- **Brief**
Which lines of the records below contain the string "attempt"? Report each of them.

[Extracted records]
PR #7930, opened 2026-04-11
Ifcviewer - an ultra fast ifcopenshell viewer and app

Moult:
Edit: blockers for release

- [x] Fix mutex issue with RDB parallel https://github.com/IfcOpenShell/IfcOpenShell/pull/7534#issuecomment-4308484504
- [x] Get automatic builds working
- [x] Fix RDB read only issue causing crash
- [x] Geometry correctness benchmark matrix to make sure manifold / passthrough / etc is actually verified / correct in new datamodel branch (vs old 0.8.0 branch)

From https://community.osarch.org/discussion/3386/addressing-some-core-ifcopenshell-issues

> A desktop viewer. Right now, Blender is really not optimised for a viewer and people don't realise how fast IOS really is because Blender itself imposes a crazy overhead for loading Blender meshes. We need a way on the desktop to view 50 models for simple coordination.

So the high level proposal is to make:

 1) A big viewer tool. Basically Bonsai but not for authoring, it's for coordination. It's for viewing, BCF issue tracking, clash detection, viewing with drawings, connection to CDEs, all the stuff that we currently have to do with proprietary software (BIMVision, Revizto, ...).
 2) A framework for other people to build their own tools. So if you want to build your own kiosk app, tablet app, desktop app, phone app, ... you have a starting point. Kind of like the non-web equivalent of "npm install web-ifc-component"

My general impression is that all the strategies of making a high performance viewer is well established and heavily documented (i.e. well-trained AI). So I'm fairly confident we can quickly get to a state where all the basic tricks are implemented with vibe coding and start to approach the more cutting edge like whatever nanite is doing.

Also, I think the general approach of a Qt app with dockable windows and standard properties viewers, checkboxes, settings window, status bar, etc is also very well established and AI will do a pretty good job in a greenfield situation, so I hope to vibe away.

I hope to get to a milestone where the bare viewer is ready with a good foundation. After that, hopefully with the work done with IfcZero, datamodel refactoring, new kernels, etc especially with Python utils upstreamed to C++, I hope especially with the guidance from the Bonsai data classes and UI layer, to replicate some of the more important readonly properties. I think this somewhat low risk, so long as the AI helps with all the Qt stuff, I'll be able to look after the IFC-related domain logic.

Obviously, don't merge :) Comments very very welcome.

See README.md for latest full explanation:

https://github.com/IfcOpenShell/IfcOpenShell/tree/ifcviewer/src/ifcviewer

(Also ignore the Python stuff and build hacks that's just a mess I made in my local dev)

PR #8139, opened 2026-06-04
Ifcviewer wgpu

Moult:
Do not merge

This is a continuation of the work done in https://github.com/IfcOpenShell/IfcOpenShell/pull/7930 and supersedes https://github.com/IfcOpenShell/IfcOpenShell/pull/8057 (which was an original continuation prior to the webgpu redo).

Things that need review before merging:

 - all changes in src/serializers
 - all changes in cmake/
 - this race condition fix https://github.com/IfcOpenShell/IfcOpenShell/pull/8057/commits/19bff92a47ea2397af3c94cfb3dccbe1f75f4def
 - all the updated github workflows, including the changes to win/ and nix/ to try to get things to build including (note this decreases the Linux size down to much more reasonable amounts on par with other OSes) https://github.com/IfcOpenShell/IfcOpenShell/pull/8057/commits/de7520418b7208bba31272bccc72831ffc63e1c2 https://github.com/IfcOpenShell/IfcOpenShell/pull/8057/commits/a91b1da28b926e3b1ce697463ed9d9be5c90b8b3

This is a BIG pr, but there is reason to the bigness. It contains:

 - Length, area, volume measurement
 - Marquee selection
 - RDB conversion tools exposed in the UI
 - Model group management in the viewer
 - Removal of OpenGL viewport rebuilt with WebGPU (which is more verbose than OpenGL)
 - With WebGPU, entirely new streaming approach (no more one big VBO, it's chunked spatially)
 - MacOS support
 - Viewport overlay code to generically draw text, rects, lines, etc (used in marquees, length tool, etc)
 - A bunch more Qt UI, including quite complex ones like tables of georeferencing coordinates, settings and tabs, UI components and widgets ...
 - Getting builds to work
 - Rename to Bonsai Viewer
 - A cloud connection app in Rust (FLTK UI, REST API, RPC protocol, OAuth, ...)
 - Developer docs being written, an entire new Sphinx docs for src/bonsaiviewer/docs/


Moult:
TODO:

- [x] rebase
- [x] clean up stuff like wgpu mem probe etc
- [x] set licensing properly (GPL for bonsaiviewer, LGPL for all viewercode)
- [x] update websites to reflect new bonsaiviewer
- [ ] add coming soon bonsaiweb page
- [ ] update ifcopenshell docs to talk about new ifcviewer capabilities
- [x] implement basic attribute / property / spatial tree viewing for minimum viable product
- [x] add docs about ifcview format details
- [ ] add docs about ifcviewer performance flow chart / considerations
- [ ] build ifcview conversion into ifcconvert (Moult to have an attempt)
- [ ] python bindings to convert to ifcview (Moult to have an attempt)
- [ ] thomas to review those things at original post above
- [ ] let thomas know when safe to merge into datamodel

Once merged into data model...

- [x] confirm that ifcopenshell python works for mac (i.e. full build matrix we need for bonsai)
- [ ] update bonsai to work with datamodel branch

Aimed release end of this month - future targets include mainstreaming manifold kernel, ifccsv / ifctester / etc in bonsaiviewer, merging iosweb + ifcviewer, etc.

aothms:
I had a look at the per mesh quantization. Doesn't seem this is an issue anymore in modern wgpu pipelines. 

```
@group(1) @binding(0) var<storage, read> vertices:      array<u32>;
@group(1) @binding(1) var<storage, read> meshes:        array<MeshQuant>;
@group(1) @binding(2) var<storage, read> instances:     array<InstanceRecord>;
@group(1) @binding(3) var<storage, read> indices:       array<u32>;
@group(1) @binding(4) var<storage, read> visible_draws: array<VisibleDraw>;
@group(1) @binding(5) var<storage, read> prefix_sums:   array<u32>;
@group(1) @binding(6) var<uniform>       u_model:       PerModel;
```

(ViewportCore.cpp)

I have some reading up to do on what this means exactly, but it seems pretty optimal in terms of storage - where this is just stored and looked up once per mesh. Going the route of quantization in glTF where the vert positions are just in (0,1) and then the dequantization transform is factored into the regular object transform is also complex because we depend on this transform for the normals as well.

Things really look different from the 10y ago when I toyed with opengl

aothms:
I also had a look at the ifcview format. Not everything is immediately obvious to me.

afbeelding

I wonder if interleaved ascii JSON inside the binary blob isn't more future proof, extensible and maybe even more efficient instead of the string pool [maybe not for entity type names if they are deduplicated] (alternatively, maybe zero-terminated strings in the string pool would also be better then you can skip the length and have compatibility with c-style strings without having to make copies).

afbeelding

I think I'd find GLB's approach also a bit more flexible. So define a binary buffer and accessors over that with semantics instead of relying on predefined offsets and fields. So then you could have arbitrary lod levels and maybe even add an error metric in there over time to better decide which lod level for a chunk to pick based on camera distance (not sure how that works now).

afbeelding

And then I don't understand why there are three arrays. I understand there is objects and meshes, but which of these are InstanceCpu and SidecarChunk?

---

An orthogonal or maybe even opposite design concern could be memory mapping. Currently the code relies a lot on std::string/vector that point to heap-allocated data - these would need to become std::span (?). Also, compression is a bit of an orthogonal idea to memory mapping, not necessarily incompatible. Maybe there could be two formats .ifcview and .ifcviewc where the first is more suitable for desktop usage where you can swap in and out files without latency and the the second is more suitable for web where there is no mmapping and network latency is the deciding factor. With a clever design the data and code could be more or less identical, just a little bit more metadata on whether a section is compressed or not. 
 Maybe I'm being naive

aothms:
I added a couple of things, most notably the psets

You can see how it can be used in IfcParseExamples

```C++
element_properties props = get_psets(element);

for (auto& ps : props) {
    std::cout << ps.first << std::endl;
    std::cout << std::string(ps.first.size(), '=') << std::endl;
    size_t max_key_len = 0;
    for (auto& p : ps.second) {
        if (p.first.size() > max_key_len) {
            max_key_len = p.first.size();
        }
    }
    for (auto& p : ps.second) {
        std::cout << p.first << std::string(max_key_len - p.first.size(), ' ') << ":" << p.second << std::endl;
    }
    std::cout << std::endl;
}
```

Which prints something like this

```
Pset_WindowCommon
=================
FireRating:FireRating
IsExternal:true
Reference :M_Casement:819mm x 759mm
id        :23750
```

Codex invented a bit much typing around the return values because of the flexibility that python offers. Not really to my liking but there are no truely easy answers there.

I also had Codex generate statically typed variants to the helper functions you already generated. At the call site nothing should have changed (except that I renamed ifcutil -> helpers, both are not great, but I really don't want ifc prefixes for code anymore).

One important thing that I forgot is that the schemas became plug-ins and this makes the static dispatch more or less impossible. I'm not entirely sure how this is solved. Probably this means that for the viewer the schema plug-ins can no longer be true plug-ins (not nice for the web) unless we create interfaces around that or use the same mechanism for hierarchy_helper. Tbh my understanding has also been a bit eroded here due to AI usage. If all fails we can always revert to the latebound helper implementations you had. Or we implement an abstract schema that can be used on top of all concrete schemas and make that an interface by which the util functions be static and generic at the same time.

Moult:
@aothms @Andrej730 I've brought this branch up to speed with the changes made on v0.8.0. So I _think_ this branch is now ready to become the new v0.8.0 (or v0.9.0?).

Here's a summary because it took me a while to get my bearings on the lots of changes happening everywhere.

Firstly, I've checked using `git log origin/datamodel-v1.0 ^ifcviewer-wgpu` (i.e. show all commits in datamodel excluding all commits in ifcviewer-wgpu) that this branch contains all the changes from the datamodel branch. The command gives an empty result which is awesome - so I think the datamodel branch can be dropped.

For the record, the last commit on ifcviewer-wgpu before I began this exercise was 018695a, and the last commit merged from v0.8.0 --> ifcviewer-wgpu before I began this exercise was therefore 206cd6bbe. So what I had to merge was `git log 206cd6b..origin/v0.8.0 --oneline` (248 commits).

Unfortunately those 248 commits included things that make conflict resolution a bit painful or risky like:

 1. Updates in files that have since been renamed (e.g. IfcParse->parse.cpp)
 2. Formatting / lint / typing on things that have been totally changed
 3. Generated files which don't make sense to merge
 4. Python or C++ code that uses things that have changed (e.g. Logger->logger* and dropping use of wrapped_data in Python) which might merge, but will not compile or break on runtime
 5. Stuff like [these 7 commits](https://github.com/IfcOpenShell/IfcOpenShell/pull/8608/changes) which have chunks of C++ that need to be looked at carefully and tested (e.g. with visual SVG result) when porting over to this branch.

So rather than a merge, I decided to chronologically cherry pick starting from after `206cd6b` from v0.8.0 --> ifcviewer-wgpu. Some apply cleanly, but others I decided either to skip (e.g. just formatting or code gen - we can rerun formatters / codegen at the end, or things that were already implemented in this branch such as version bumps). And for some, I manually ported (and squashed into a single commit) and tested such as the SVG edge feature.

So the git incantation to check for any commits in v0.8.0 that aren't in ifcviewer-wgpu is:

```
$ git log origin/v0.8.0...ifcviewer-wgpu --oneline --cherry-pick --left-only --no-merges
# the triple dot ... means commits in either branch but not both
# cherry-pick means exclude identical commits that are cherry picked (since cherry picked commits have different hashes)
# left-only means commits present in origin/v0.8.0 and not in ifcviewer-wgpu
# no-merges means to exclude merge commits
```

This results in 70 commits. These commits therefore were either skipped (e.g. formatting or not applicable or already present) or ported manually (e.g. SVG edge feature), or had some conflict that needed resolving (usually very minor) during the cherry picking process.

I have compiled locally to catch any build issues. Things I haven't done:

 - Run all test suites
 - Run Github actions
 - Rerun and check all code formatters / regen
 - Investigate stuff that went missing due to file renames. For example I found that ee2b357 was merged into this branch, but because that commit edited IfcParse.cpp, the merge deleted the file and so the actual fix was lost (`git show -m 8c9c3cde2 -- src/ifcparse/IfcParse.cpp` shows the merge commit deleting IfcParse.cpp). I only stumbled across this one and it's pushing my knowledge of Git here to track it down.

Moult:
OK I've migrated all the type check fixes, rerun formatters, and fixed main OS builds so fingers crossed things are green (at least related to those things).

@aothms can you take a look at these commits, I'm not sure if they got lost in the merge:

 - f3dcf0b53
 - d2381ad6c
 - dcebf23af
 - a9d677687

aothms:
Many thanks @Moult. I personally know how painful this is. This is the approach I use myself as well. Replaying commit by commit is also the only way for me to retain some context.

- https://github.com/IfcOpenShell/IfcOpenShell/commit/f3dcf0b5395f314de54aa428308a4444b9628c58 Should be fine - now that instances are always created as part of a file - this commit was to fix some failing tests (I think the subcontexts that were not properly purged because they had more inverses registered then were actually present in the model)
- https://github.com/IfcOpenShell/IfcOpenShell/commit/d2381ad6c627f9629b4fa8e704164379b0786a48 Should be fine - seems that the logic is no longer to strip away the leading/trailing `.` `"` but just not to copy them over https://github.com/IfcOpenShell/IfcOpenShell/blob/5739a24808b3180b57e92c728312bb9db30c2ba7/src/ifcparse/parse.cpp#L349
- https://github.com/IfcOpenShell/IfcOpenShell/commit/dcebf23af85b36f22950ea1d880e0383159c5ff6 - I think this still applied, this was about initialisation order basically, that the header is constructed before file.storage is created, so if the header creates instances during construction they are based on a garbage storage. Added 69dd3a060
- https://github.com/IfcOpenShell/IfcOpenShell/commit/a9d67768754f55b8643b17aa8cf6c1def0fac390 - Missing. Added in 45eeb0b4e

---

Do you think we can ask AI to rebase/rework all the open PRs to 0.9, do a final release of 0.8 and then make the switch?

Moult:
> Do you think we can ask AI to rebase/rework all the open PRs to 0.9, do a final release of 0.8 and then make the switch?

I would prefer to switch to v0.9.0 (so long as all test cases pass, which I haven't yet run) and then rework the open PRs to v0.9.0 (the pure AI PRs can use AI to rework, but the human PRs I think we should leave to the responsibility of the submitter or the maintainer to figure out what to do).

Things left to do:

 - Make sure all tests pass, I haven't yet run them, maybe I can start tonight
 - Build WASM action is failing, maybe that's OK, maybe we just wait until Sayan's work gets merged in the next release (perhaps within a month?)
 - ci-ifcwrap-standalone is failing
 - ci is failing
 - Build Bonsai Viewer Autodesk Connector is failing
 - Finish updating the website with new content / screenshots

There's so much more left to do too but those are probably the showstoppers for a release. The rest can happen after I think.

Moult:
For the failing tests that rely on `ifcopenshell.create_entity` (which @Andrej730 also stumbled across) any ideas what to do? There are a few other failing ifcopenshell python tests like `f.create_entity('IfcDescriptiveMeasure', 'asdf') == 'asdf'` is now false, not sure the intended behaviour there.

aothms:
Here's proposal for the easy way of just a global file dict that we can create instances in. This is what I said to @Andrej730 on Matrix [added one bit]

---

The reason is twofold: (a) rocksdb, you cannot create a rocksdb instance without a file/database context - and it would be really silly to have to create everything in memory first and then add it to the file having to convert the storage back-end for everything you create (b) memory ownership: entity instances are now a weak_ptr so that deleting a file reliably cleans up memory without crashing. You cannot have a weak_ptr without a shared_ptr. `file` owns the shared_ptr. I discussed this also with @RickBrice we can create our own hybrid ptr that can be either shared or weak or use a std::variant so that instances can be self-owned until a file takes owership. But this was a lot of overhead/complexity for something that only half-worked anyway, e.g inverses also depended on a file context.

I think there are two options. Temporary file as you said - we can also make it a bit more special, have one global temp file per schema that is somehow managed automatically so that ifcopenshell.create_entity() still works. Or something pure python like {"type": "IfcCar.Pnt", "Coordinates": [1.0, 2.0, 3.0]} and make this a bit more seamless with file.add() and entity_instance.eq. It would be nice to have entity instances as something "pickleable".

---

Note that with the global file object I'm not entirely sure whether the semantics of `__eq__` and friends are still ok to have the express rules pass. Could be that this depended on the instances being ownerless and that instances from distinct files never compared equal. But I need to run, just wanted to leave this in here for discussion. 

---

Given this design it would be nice to have a ifcopenshell.file.clear() method. Or otherwise have a method to throw away the global module-level files so that we do not leak memory.

---

https://github.com/IfcOpenShell/IfcOpenShell/pull/8139/commits/6bcfb175a3bb1b6c165186690f727100165a2dd9

Moult:
Most tests are starting to turn green, the biggest bunch left that I'm aware of is `make test-bim` where there's a bunch of failures. I'll slowly work through them.

aothms:
ci is back to running the tests at least

aothms:
@Andrej730 any particular reason for https://github.com/IfcOpenShell/IfcOpenShell/pull/8139/commits/b6fb5e6cdc68925c13aa1f06ac8686ceb16bf8d7 file.header.assign(header&) is a recent addition but I think it's useful also from the python side?

aothms:
I've got the C++ documentation generation unblocked, went through a bunch of style unification things on the geom side (hope I'm not in the way), fixed a couple tests.

aothms:
Got closed automatically because I just now renamed the branch to v0.9.0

- **Your solution**
- [ ] build ifcview conversion into ifcconvert (Moult to have an attempt)
- [ ] python bindings to convert to ifcview (Moult to have an attempt)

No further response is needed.